[Excerpts from a dataset]
PR #844, opened 2015-08-07
issue: high cpu usage

jhjeong-kr:
housekeeping function is invoked 1sec(default) even if system time changed greatly.
let's suppose that cadvisor is running on a vm and the vm is about to be suspended for 1 day,
and, after 1 day, vm is resumed.
At the moment, cadvisor runs at full speed, because nexthousekeeping is current housekeeping + 1sec.
Therefore, cadvisor collects stats 1day * 24hours * 60minutes * 60seconds times without sleep.
In my systems, cadvisor occupies 100% cpu time almost for 3 hours.
soluton:
If cadvisor notices time change(allowedHouseKeepingGap or higher), cadvisor has to adjust nexthousekeeping.
I implemented this patch with allowedHouseKeepingGap constant.

Signed-off-by: Jin-Hwan Jeong <jhjeong.kr@gmail.com>

### DIFF
--- a/manager/container.go
+++ b/manager/container.go
@@ -416,6 +416,8 @@ func (c *containerData) housekeeping() {
 		// Schedule the next housekeeping. Sleep until that time.
 		if time.Now().Before(next) {
 			time.Sleep(next.Sub(time.Now()))
+		} else {
+			next = time.Now()
 		}
 		lastHousekeeping = next
 	}


jhjeong-kr:
I signed it!

2015년 8월 7일 (금) 오후 3:41, cadvisorJenkinsBot <notifications@github.com>님이 작성:

vmarmol:
ok to test

manager/container.go
```diff
@@ -63,6 +63,7 @@ type containerData struct {
 	loadAvg                  float64 // smoothed load average seen so far.
 	housekeepingInterval     time.Duration
 	maxHousekeepingInterval  time.Duration
+	allowedHouseKeepingGap   time.Duration
```
vmarmol: Looks like we never set a default for this one?

vmarmol:
Actually, what if in housekeeping we just set next to now when next is not "before" now? Should keep this from happening without needed a configurable jump.

Nice find btw :)

jhjeong-kr:
@vmarmol Yes, Your suggestion is the simplest way to stop the issue, but I want to distinguish between two cases, 1) system time change(by suspend/resume), 2) actually host machine is very busy(really really busy), so I tried to fix nexthousekeeping() function.
If you want, I can update PR.

manager/container.go
jhjeong-kr: It was dropped while testing via cli argument.
At the moment, it would be better to set as a constant.
I set 1 minute as a default in housekeeping().

vmarmol:
Hey @jhjeong-kr I would prefer we make the change. I'm not sure we need to distinguish between the cases unless you strongly disagree.

jhjeong-kr:
@vmarmol OK. May I update the source as you recommend? If you prefer a simpler way, I can update this PR within a couple of hours.

vmarmol:
Updating the source SGTM.

jhjeong-kr:
I updated the source code.

vmarmol:
LGTM, thanks @jhjeong-kr!

Issue #843, opened 2015-08-06
No processes listed on centos systems except in /


aecolley:
The ps on Centos6 (procps version 3.2.8) formats the CGROUP column differently from the ps used on Ubuntu (procps-ng version 3.3.9). It has no subsystem number (so no ":" before the subsystem name) and entries are separated by ";" instead of ",".

The cgroupPathRegExp in manager/container.go should be changed to reflect it. I suggest ".*?\\w:(/[^,;]*)[,;].*".

aecolley:
Mangled by markdown. Let me try one more time: `".*?\\w:(/[^,;]*)[,;].*"`

rjnagal:
Thanks for reporting @aecolley. The regex looks okay. Feel free to send a CL, or I'll do it soonish :)
We'll cut a new release within a week

rjnagal:
verified on centos6.

PR #846, opened 2015-08-08
Fix cgroup name parsing logic in ps output for centos6.

rjnagal:
Centos 6 uses a different ps lib resulting in different output.


rjnagal:
Fixes #843

vmarmol:
LGTM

● What the exercise asks: Go through the data and gather every line that holds "opened".

● Solution:
PR #844, opened 2015-08-07
Issue #843, opened 2015-08-06
PR #846, opened 2015-08-08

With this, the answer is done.